Note we are running 0.14.1, we are working on reproducing examples of this.
Edit - Don’t think keep-alive could cause it
Edit Edit - Actually leaning towards it now. Disabling keepalive alliviated problems here:
upstream kong_upstream {
server 0.0.0.1;
balancer_by_lua_block {
Kong.balancer()
}
# keepalive ${{UPSTREAM_KEEPALIVE}};
}
You have
Kong -> (OpenShift Origin Router Endpoint which has round robin to HA proxies)
Then
(OpenShift Origin Router Endpoint which has round robin to HA proxies) -> Service A
(OpenShift Origin Router Endpoint which has round robin to HA proxies) -> Service B
Somehow Kong seems to be intermittently proxying transactions meant for Service A to Service B which should be driven by host headers to the routers presumably. Keep-Alive only keeps a TCP connection alive between Kong and the OpenShift Router Endpoint… Real head scratcher here what could be happening. Still trying to debug.
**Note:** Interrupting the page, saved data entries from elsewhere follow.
PR #3565, opened 2015-11-20
Fix PSR-2 standard on User model

josebailo:
According to PSR-2 standard, point 4.1 about extends and implements:

> "Lists of implements MAY be split across multiple lines, where each
> subsequent line is indented once. When doing so, the first item in the
> list MUST be on the next line, and there MUST be only one interface per
> line.", so User model implements are wrong.

This change should also be made in Laravel documentation pages.


crynobone:
It's already fixed for 5.2 release. <https://github.com/laravel/laravel/blob/develop/app/User.php>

To put legs on it this is what the clashing services look like:
Service One:
{
"host": "some-service-one.origin-datacenter-core.company.com",
"created_at": 1536789835,
"connect_timeout": 2000,
"id": "9e38db4b-b314-4ff2-b0c9-0f6cbc163332",
"protocol": "https",
"name": "some-service-one",
"read_timeout": 9000,
"port": 443,
"path": "/v1",
"updated_at": 1536789835,
"retries": 0,
"write_timeout": 9000,
"extras": {
"createdUser": null,
"updatedUser": null,
"id": 11,
"service_id": "9e38db4b-b314-4ff2-b0c9-0f6cbc163332",
"kong_node_id": "1",
"createdAt": "2018-09-12T22:03:55.000Z",
"updatedAt": "2018-09-12T22:03:55.000Z"
}
}
Service two:
{
"host": "some-service-two.origin-datacenter-core.company.com",
"created_at": 1534369827,
"connect_timeout": 2000,
"id": "bb76798f-1bda-4e24-a274-4e19e40b881f",
"protocol": "https",
"name": "some-service-two",
"read_timeout": 9000,
"port": 443,
"path": "/",
"updated_at": 1536956373,
"retries": 0,
"write_timeout": 9000,
"extras": {
"createdUser": null,
"updatedUser": null,
"id": 3,
"service_id": "bb76798f-1bda-4e24-a274-4e19e40b881f",
"kong_node_id": "1",
"createdAt": "2018-08-15T21:50:27.000Z",
"updatedAt": "2018-09-14T20:19:33.000Z"
}
}
Since they both resolve to same IP (the router Kong connects to) internally maybe something glitches, will try to figure it out come Monday now it seems.
So Kong Connections that go to a cloud platforms HTTPS Edge configured Router seem to specifically be the culprit due to keepalive directive, where somehow the keepalive sessions get mixed up for proxying.